[Stored data entries]:
'''

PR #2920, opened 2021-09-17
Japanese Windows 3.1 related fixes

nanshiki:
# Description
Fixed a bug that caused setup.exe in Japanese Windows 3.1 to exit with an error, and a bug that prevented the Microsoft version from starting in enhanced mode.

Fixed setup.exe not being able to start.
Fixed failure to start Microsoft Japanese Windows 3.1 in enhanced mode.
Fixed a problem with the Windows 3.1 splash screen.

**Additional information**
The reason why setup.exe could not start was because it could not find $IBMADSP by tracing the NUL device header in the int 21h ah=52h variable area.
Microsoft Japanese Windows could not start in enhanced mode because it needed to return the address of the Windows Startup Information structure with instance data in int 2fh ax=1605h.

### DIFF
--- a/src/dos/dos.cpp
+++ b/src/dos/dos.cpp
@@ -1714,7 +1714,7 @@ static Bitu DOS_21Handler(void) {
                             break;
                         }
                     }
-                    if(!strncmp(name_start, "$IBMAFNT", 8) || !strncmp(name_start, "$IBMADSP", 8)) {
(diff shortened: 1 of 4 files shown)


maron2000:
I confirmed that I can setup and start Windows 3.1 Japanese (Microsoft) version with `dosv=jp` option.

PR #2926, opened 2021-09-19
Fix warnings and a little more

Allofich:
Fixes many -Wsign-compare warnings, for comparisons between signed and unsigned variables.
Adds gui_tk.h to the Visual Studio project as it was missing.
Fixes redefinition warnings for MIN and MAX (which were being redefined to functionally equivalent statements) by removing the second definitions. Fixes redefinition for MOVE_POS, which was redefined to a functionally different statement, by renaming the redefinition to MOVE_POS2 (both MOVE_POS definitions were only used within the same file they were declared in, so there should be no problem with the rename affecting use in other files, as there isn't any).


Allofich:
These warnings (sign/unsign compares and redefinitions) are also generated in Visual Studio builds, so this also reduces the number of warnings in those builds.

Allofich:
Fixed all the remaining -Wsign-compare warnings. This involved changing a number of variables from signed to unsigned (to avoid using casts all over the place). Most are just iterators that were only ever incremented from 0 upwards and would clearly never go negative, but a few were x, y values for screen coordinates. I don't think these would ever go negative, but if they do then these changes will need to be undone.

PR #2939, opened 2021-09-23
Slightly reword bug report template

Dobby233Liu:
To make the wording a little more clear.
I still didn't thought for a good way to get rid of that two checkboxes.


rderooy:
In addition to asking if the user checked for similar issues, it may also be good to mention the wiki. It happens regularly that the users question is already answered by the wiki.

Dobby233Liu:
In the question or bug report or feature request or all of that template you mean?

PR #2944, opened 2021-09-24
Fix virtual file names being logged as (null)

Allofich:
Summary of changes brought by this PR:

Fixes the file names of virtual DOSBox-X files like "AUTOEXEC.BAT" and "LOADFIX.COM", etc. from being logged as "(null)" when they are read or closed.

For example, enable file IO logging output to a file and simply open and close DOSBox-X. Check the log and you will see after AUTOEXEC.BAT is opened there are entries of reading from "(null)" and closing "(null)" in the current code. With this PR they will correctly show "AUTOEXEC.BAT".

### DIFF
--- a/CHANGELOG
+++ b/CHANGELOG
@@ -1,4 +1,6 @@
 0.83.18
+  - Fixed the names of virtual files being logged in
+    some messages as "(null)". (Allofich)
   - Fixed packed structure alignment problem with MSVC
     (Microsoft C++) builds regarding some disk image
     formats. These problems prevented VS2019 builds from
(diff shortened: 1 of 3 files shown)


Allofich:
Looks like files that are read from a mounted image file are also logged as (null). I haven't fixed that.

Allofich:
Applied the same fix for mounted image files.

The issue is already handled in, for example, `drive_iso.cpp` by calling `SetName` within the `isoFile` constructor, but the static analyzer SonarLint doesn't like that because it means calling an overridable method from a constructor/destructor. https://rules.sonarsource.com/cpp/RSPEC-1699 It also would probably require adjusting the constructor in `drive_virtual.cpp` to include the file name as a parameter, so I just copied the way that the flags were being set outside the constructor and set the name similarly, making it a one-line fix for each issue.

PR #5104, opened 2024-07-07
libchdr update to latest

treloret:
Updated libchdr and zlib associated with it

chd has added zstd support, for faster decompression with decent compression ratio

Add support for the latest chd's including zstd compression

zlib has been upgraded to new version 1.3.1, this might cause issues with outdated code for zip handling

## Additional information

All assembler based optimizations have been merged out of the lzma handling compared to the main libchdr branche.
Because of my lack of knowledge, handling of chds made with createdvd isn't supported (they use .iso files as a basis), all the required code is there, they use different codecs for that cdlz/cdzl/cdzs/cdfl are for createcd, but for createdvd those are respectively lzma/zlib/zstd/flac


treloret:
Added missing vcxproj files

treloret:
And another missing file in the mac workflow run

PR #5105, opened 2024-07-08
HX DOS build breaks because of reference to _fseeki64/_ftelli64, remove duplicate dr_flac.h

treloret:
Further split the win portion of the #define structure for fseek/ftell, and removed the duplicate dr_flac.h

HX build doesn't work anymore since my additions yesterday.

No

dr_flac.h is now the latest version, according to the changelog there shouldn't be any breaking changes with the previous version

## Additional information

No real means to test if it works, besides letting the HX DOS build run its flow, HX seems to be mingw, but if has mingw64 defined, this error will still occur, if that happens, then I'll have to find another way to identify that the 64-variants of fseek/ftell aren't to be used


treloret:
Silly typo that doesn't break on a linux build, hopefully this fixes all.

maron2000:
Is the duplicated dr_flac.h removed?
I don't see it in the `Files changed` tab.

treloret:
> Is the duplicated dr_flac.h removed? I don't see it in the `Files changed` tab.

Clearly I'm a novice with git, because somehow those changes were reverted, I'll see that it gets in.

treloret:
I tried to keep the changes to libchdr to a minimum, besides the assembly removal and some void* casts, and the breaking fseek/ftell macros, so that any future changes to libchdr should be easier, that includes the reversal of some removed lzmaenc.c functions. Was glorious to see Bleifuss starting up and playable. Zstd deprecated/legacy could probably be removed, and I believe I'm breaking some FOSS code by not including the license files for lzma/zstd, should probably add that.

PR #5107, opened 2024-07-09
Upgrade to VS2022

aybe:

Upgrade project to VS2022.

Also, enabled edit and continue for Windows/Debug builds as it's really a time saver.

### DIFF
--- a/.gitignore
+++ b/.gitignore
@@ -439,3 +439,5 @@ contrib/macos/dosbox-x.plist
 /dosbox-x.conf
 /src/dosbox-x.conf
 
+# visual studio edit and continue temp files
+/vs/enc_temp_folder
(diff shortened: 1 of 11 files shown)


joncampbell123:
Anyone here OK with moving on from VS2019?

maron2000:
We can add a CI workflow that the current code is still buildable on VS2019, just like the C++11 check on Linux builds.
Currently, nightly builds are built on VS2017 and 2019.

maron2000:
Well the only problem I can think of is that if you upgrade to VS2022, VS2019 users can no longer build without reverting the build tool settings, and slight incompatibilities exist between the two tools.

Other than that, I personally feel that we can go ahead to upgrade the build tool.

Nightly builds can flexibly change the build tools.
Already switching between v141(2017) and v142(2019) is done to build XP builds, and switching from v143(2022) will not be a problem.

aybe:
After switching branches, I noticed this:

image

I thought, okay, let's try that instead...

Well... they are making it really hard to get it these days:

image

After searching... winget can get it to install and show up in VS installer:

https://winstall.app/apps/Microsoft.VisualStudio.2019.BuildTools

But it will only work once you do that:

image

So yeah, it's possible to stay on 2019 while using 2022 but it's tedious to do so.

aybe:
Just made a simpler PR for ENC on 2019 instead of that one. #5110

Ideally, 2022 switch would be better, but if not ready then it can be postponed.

'''
'''

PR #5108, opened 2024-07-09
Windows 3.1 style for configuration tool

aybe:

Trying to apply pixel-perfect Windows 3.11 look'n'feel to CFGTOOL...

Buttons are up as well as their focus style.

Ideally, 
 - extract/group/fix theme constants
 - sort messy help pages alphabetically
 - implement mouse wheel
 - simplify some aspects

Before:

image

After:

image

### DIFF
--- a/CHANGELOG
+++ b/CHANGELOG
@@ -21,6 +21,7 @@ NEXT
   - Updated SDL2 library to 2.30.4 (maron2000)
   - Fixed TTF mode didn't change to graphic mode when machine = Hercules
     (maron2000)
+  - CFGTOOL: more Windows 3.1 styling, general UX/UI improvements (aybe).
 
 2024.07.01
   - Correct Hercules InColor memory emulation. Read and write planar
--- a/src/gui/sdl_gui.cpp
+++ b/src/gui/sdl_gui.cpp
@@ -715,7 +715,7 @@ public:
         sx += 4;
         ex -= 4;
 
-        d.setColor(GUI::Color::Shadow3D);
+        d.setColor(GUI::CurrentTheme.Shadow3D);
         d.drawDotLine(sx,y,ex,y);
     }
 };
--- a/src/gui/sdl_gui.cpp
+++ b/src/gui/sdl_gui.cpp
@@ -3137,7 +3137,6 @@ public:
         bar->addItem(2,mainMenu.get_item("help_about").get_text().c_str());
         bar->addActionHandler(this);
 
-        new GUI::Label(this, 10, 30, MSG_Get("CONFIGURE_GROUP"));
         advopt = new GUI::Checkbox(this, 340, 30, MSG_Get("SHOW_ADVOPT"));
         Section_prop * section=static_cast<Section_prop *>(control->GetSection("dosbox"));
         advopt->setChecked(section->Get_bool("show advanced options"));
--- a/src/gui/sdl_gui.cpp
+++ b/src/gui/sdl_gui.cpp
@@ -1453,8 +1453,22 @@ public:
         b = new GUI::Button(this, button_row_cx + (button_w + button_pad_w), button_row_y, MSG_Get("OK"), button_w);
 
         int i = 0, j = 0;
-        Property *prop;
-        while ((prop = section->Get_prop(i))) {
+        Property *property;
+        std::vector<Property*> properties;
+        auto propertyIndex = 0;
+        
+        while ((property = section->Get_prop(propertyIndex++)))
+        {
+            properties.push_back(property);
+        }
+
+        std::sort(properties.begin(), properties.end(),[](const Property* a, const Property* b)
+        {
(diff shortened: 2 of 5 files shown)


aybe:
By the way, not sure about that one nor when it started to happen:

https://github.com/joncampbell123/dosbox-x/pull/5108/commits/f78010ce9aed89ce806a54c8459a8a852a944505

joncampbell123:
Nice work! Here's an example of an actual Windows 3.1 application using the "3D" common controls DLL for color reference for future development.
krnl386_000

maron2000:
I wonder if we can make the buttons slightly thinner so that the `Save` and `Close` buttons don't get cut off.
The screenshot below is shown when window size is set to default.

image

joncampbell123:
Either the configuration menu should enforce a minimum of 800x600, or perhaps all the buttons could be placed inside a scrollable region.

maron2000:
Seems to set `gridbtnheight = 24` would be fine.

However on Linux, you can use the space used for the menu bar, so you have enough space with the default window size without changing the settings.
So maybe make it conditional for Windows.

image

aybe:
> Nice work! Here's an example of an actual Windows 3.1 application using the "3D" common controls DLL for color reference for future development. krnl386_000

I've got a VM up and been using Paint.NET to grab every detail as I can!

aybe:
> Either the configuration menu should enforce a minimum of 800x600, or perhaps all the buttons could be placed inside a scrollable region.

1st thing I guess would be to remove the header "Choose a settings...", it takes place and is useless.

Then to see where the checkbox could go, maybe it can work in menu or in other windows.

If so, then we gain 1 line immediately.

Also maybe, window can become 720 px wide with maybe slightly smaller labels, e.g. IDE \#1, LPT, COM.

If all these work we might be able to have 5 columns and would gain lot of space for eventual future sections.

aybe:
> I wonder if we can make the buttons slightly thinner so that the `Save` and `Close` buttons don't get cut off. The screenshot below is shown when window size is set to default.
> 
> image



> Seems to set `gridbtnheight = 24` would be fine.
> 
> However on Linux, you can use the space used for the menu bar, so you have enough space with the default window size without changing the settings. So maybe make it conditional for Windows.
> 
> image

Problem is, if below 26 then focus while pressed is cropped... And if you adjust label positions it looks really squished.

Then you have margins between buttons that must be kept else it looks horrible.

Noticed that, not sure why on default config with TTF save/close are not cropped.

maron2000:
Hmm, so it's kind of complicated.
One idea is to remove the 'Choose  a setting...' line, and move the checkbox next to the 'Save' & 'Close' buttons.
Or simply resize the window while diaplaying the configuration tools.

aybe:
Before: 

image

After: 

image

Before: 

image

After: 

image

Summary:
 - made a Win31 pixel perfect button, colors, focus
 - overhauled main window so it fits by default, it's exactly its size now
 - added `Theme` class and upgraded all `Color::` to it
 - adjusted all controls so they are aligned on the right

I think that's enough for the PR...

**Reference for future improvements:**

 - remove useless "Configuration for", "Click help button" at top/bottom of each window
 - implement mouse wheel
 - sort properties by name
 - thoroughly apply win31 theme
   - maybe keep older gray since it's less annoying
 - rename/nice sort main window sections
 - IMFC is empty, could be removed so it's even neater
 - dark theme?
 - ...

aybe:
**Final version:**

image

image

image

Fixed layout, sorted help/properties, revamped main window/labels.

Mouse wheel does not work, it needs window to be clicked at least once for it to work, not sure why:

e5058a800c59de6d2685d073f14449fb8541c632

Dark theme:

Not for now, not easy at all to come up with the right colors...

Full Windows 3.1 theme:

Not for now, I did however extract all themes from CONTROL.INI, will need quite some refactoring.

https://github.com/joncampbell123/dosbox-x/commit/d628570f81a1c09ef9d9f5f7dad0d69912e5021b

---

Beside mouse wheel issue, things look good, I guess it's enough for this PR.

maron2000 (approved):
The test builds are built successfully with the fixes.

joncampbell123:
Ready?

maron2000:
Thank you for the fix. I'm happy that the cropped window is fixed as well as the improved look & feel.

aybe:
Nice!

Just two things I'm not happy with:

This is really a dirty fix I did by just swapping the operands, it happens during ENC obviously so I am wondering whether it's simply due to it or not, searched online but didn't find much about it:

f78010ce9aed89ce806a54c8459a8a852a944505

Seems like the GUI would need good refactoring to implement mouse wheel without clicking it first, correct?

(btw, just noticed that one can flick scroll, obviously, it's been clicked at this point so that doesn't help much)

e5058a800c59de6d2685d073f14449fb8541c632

'''
'''

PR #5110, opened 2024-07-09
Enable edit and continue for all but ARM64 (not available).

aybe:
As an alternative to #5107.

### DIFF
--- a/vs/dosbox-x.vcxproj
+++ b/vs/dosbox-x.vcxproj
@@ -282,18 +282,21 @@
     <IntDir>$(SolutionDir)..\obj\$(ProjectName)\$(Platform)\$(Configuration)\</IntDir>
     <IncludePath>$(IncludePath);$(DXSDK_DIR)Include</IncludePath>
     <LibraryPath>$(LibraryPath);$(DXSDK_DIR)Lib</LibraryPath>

'''

[Assignment]:
Reproduce exactly the entries above, limited to the lines from the one with "PR #2920, opened 2021-09-17" through the one with "Fixed a bug", both included.

[Result of this task]:
PR #2920, opened 2021-09-17
Japanese Windows 3.1 related fixes

nanshiki:
# Description
Fixed a bug that caused setup.exe in Japanese Windows 3.1 to exit with an error, and a bug that prevented the Microsoft version from starting in enhanced mode.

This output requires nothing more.